What to do:
Check every line below, and copy those that include "only".

Extracted entries:
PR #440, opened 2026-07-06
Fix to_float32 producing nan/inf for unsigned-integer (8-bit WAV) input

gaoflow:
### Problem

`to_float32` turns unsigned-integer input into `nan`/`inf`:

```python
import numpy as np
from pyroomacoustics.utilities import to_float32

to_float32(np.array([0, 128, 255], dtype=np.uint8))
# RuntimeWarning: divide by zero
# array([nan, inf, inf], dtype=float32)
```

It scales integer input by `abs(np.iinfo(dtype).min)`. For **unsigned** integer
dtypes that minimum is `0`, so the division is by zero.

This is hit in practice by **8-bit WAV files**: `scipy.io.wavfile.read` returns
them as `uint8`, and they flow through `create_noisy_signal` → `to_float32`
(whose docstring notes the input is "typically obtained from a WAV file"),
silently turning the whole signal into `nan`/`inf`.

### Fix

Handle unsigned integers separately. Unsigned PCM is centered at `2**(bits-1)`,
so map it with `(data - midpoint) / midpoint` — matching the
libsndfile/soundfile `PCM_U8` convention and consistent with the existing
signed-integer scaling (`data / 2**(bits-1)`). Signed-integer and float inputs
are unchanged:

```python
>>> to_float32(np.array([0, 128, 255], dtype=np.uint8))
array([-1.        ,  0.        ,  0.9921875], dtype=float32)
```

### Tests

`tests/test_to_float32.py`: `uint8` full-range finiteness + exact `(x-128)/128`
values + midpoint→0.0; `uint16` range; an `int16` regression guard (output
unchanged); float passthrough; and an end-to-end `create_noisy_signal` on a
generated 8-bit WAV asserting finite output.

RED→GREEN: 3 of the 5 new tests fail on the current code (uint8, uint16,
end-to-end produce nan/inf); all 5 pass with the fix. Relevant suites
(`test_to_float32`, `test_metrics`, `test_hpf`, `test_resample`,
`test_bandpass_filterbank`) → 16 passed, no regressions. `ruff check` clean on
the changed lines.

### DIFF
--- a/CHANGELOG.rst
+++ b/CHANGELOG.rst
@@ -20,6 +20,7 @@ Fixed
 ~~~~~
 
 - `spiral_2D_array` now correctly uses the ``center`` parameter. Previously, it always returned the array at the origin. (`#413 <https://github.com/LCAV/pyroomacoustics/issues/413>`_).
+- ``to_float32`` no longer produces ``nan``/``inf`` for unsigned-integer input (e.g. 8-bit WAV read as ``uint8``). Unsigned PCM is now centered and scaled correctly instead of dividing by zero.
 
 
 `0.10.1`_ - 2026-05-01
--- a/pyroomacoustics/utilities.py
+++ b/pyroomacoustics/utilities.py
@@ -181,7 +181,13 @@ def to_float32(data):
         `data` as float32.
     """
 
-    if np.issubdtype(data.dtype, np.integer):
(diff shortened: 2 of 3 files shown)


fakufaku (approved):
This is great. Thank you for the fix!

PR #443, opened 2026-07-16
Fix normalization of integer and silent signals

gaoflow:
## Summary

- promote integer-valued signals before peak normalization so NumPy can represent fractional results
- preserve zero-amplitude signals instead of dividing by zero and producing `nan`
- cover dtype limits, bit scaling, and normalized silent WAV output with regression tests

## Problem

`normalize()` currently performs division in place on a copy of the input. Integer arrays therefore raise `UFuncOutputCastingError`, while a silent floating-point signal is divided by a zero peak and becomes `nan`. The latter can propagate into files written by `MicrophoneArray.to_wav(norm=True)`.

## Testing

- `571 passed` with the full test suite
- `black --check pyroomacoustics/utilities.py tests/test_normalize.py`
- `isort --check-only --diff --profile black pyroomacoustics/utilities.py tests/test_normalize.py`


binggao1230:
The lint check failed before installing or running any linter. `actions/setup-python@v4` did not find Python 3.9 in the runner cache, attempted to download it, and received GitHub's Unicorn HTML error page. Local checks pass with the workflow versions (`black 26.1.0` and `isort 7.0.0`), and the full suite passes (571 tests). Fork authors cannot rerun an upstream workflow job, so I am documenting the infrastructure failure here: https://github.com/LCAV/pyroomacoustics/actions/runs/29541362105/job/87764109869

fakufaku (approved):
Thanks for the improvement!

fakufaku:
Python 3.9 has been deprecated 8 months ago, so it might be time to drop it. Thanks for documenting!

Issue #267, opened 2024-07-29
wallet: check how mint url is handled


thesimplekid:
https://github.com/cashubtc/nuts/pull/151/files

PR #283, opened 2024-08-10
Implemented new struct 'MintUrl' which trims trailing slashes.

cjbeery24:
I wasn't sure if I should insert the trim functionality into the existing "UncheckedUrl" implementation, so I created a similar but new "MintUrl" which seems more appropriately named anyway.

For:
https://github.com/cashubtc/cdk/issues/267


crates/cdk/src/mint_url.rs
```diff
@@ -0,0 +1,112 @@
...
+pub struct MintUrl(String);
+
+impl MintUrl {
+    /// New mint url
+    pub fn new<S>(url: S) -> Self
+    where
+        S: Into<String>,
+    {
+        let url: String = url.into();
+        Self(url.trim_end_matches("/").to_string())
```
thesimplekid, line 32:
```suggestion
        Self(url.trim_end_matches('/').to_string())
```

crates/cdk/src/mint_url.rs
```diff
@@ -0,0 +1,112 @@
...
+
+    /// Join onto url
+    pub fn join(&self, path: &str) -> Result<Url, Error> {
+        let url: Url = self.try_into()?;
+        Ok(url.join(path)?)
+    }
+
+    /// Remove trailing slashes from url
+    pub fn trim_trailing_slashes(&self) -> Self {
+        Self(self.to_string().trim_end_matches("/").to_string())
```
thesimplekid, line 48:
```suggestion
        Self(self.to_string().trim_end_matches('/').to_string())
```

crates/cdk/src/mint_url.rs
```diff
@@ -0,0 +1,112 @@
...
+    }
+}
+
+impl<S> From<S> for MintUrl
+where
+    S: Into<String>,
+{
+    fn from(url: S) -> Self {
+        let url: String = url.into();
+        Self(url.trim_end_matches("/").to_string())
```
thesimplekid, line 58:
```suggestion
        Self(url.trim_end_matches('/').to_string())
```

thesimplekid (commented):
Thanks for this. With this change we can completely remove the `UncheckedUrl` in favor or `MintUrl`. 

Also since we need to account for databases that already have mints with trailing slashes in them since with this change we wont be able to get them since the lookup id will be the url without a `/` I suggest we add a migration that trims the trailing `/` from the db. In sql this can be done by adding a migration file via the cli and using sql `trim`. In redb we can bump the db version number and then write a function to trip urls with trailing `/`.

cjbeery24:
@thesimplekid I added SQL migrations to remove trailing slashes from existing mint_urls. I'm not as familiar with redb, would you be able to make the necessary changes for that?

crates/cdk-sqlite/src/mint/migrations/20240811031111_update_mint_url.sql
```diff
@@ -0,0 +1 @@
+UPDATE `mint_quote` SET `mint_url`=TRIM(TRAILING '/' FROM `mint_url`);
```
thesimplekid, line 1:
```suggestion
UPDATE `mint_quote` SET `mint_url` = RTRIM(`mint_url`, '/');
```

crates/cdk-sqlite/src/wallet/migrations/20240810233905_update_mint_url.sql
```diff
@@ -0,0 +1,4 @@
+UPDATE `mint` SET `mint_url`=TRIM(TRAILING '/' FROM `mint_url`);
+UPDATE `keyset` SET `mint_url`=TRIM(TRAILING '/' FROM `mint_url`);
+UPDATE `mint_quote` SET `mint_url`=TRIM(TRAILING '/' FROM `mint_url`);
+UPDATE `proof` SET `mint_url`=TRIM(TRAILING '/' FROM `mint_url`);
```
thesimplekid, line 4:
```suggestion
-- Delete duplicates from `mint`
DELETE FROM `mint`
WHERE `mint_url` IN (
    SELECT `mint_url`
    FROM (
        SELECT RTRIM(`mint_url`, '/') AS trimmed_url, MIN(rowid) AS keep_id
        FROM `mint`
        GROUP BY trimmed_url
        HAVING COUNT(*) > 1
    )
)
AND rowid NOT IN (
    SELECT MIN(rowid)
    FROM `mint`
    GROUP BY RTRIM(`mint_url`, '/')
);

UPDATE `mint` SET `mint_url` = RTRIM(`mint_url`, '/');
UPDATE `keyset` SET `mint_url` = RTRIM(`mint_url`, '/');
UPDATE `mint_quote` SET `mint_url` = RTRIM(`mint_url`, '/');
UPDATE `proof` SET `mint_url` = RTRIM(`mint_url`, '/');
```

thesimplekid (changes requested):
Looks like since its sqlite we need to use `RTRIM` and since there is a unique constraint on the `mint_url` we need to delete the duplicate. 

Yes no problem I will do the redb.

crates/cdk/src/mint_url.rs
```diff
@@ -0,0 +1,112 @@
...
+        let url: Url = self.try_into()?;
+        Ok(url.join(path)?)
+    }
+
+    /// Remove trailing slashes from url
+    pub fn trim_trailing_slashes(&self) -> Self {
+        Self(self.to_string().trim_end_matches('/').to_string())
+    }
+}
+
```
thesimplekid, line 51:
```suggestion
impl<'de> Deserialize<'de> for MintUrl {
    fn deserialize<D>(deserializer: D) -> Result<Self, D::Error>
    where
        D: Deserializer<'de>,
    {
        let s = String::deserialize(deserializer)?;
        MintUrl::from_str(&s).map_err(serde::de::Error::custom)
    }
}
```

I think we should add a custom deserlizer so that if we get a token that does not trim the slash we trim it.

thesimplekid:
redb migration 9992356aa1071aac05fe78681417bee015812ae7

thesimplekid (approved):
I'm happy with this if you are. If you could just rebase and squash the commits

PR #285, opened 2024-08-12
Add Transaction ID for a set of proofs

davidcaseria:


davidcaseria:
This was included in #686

--

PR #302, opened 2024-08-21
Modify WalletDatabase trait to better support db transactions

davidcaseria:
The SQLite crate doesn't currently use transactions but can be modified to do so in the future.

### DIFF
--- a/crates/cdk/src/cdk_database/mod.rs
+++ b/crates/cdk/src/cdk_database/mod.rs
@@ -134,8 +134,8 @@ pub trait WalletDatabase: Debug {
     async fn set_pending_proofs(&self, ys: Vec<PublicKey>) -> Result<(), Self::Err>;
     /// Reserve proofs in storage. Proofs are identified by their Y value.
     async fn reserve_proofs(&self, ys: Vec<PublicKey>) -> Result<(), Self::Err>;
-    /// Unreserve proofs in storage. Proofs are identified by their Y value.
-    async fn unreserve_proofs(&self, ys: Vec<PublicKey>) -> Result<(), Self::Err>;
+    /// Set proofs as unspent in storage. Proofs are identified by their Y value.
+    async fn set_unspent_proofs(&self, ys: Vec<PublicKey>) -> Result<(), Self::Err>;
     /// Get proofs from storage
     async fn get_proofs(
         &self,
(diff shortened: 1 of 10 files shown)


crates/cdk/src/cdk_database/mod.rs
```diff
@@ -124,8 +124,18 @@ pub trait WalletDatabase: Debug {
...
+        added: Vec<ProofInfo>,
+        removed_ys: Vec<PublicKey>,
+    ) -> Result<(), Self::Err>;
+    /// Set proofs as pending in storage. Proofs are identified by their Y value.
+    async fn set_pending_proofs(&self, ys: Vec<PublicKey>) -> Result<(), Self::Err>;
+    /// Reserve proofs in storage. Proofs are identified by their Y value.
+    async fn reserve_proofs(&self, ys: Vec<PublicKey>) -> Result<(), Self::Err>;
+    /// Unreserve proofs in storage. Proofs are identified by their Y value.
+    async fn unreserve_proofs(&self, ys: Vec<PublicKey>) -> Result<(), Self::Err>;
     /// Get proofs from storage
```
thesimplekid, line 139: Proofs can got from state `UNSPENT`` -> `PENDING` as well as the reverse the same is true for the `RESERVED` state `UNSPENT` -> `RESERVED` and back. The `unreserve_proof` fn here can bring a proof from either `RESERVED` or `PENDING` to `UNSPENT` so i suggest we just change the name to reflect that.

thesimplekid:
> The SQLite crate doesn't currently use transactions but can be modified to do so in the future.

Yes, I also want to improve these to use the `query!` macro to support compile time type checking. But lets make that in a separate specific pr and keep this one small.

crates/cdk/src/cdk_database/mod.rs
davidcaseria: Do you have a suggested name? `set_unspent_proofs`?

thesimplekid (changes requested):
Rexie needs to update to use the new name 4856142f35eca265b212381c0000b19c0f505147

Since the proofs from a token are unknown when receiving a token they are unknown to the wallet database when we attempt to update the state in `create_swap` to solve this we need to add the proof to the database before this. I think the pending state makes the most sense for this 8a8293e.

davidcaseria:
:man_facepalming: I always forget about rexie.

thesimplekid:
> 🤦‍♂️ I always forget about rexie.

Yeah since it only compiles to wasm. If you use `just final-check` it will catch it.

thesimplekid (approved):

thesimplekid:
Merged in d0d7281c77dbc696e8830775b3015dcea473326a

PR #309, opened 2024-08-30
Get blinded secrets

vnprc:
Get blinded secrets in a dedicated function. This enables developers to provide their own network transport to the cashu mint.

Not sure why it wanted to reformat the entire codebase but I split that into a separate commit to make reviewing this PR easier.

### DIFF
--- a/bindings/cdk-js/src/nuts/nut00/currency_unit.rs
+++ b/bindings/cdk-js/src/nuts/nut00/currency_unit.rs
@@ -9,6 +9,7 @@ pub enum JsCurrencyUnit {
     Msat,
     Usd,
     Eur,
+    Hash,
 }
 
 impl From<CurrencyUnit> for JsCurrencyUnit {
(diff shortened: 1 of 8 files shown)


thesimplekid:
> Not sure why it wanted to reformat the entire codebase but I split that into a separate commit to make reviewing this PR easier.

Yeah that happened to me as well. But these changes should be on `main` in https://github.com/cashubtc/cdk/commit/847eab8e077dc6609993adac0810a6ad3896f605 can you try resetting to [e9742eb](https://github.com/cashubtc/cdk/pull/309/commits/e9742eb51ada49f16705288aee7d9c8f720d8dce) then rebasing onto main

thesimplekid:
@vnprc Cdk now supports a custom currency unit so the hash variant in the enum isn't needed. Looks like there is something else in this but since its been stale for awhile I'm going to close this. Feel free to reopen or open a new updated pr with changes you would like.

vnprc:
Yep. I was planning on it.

==

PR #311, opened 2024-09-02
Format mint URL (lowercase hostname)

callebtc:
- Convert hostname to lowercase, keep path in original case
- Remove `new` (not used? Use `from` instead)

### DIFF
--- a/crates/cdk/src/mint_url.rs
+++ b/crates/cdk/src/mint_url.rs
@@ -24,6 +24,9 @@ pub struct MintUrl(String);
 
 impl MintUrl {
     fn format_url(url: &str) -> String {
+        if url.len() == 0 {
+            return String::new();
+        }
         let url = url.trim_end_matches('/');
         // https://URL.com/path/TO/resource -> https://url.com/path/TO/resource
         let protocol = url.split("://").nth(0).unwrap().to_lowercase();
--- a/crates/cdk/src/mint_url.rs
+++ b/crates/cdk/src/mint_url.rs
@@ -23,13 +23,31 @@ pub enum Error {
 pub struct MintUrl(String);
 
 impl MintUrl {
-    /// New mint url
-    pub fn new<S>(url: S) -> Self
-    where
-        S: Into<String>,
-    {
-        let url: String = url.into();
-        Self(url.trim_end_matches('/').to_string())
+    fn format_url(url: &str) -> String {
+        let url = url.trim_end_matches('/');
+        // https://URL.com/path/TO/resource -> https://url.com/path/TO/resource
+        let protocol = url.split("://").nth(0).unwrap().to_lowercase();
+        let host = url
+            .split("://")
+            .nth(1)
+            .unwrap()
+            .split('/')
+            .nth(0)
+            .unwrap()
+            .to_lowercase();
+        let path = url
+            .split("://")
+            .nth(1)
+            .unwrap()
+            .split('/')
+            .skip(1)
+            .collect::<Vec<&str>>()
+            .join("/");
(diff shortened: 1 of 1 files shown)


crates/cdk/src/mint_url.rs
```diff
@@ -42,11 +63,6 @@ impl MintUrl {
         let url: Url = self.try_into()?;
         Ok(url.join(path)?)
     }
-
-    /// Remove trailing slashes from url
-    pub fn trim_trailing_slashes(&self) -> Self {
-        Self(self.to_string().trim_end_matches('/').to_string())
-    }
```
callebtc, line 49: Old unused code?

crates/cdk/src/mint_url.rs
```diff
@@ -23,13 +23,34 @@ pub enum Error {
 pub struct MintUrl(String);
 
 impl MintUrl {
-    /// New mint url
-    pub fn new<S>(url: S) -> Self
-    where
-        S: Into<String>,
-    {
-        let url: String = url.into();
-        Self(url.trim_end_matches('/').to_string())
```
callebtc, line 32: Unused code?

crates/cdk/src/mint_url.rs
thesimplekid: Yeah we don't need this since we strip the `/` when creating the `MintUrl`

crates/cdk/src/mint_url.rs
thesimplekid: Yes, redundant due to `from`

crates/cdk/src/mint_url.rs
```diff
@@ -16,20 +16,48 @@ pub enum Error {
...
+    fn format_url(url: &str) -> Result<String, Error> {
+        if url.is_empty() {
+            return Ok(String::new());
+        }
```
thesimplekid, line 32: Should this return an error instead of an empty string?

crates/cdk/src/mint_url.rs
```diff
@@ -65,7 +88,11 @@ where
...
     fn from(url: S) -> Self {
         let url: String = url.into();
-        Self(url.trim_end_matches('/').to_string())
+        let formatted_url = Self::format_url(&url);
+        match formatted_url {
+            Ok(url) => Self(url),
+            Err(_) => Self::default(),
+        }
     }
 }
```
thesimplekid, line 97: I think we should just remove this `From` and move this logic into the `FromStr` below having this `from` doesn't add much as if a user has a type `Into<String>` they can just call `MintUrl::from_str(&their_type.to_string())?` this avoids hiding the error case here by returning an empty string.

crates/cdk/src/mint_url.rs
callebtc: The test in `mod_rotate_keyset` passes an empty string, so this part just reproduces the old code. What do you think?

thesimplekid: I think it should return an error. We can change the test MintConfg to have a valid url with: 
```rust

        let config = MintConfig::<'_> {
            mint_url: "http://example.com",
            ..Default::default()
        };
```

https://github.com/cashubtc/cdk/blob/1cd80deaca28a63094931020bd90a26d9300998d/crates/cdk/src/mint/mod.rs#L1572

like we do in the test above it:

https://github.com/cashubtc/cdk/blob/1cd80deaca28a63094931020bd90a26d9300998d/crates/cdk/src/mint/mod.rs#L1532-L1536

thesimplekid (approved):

Reply to the exercise:
- `isort --check-only --diff --profile black pyroomacoustics/utilities.py tests/test_normalize.py`
Yeah since it only compiles to wasm. If you use `just final-check` it will catch it.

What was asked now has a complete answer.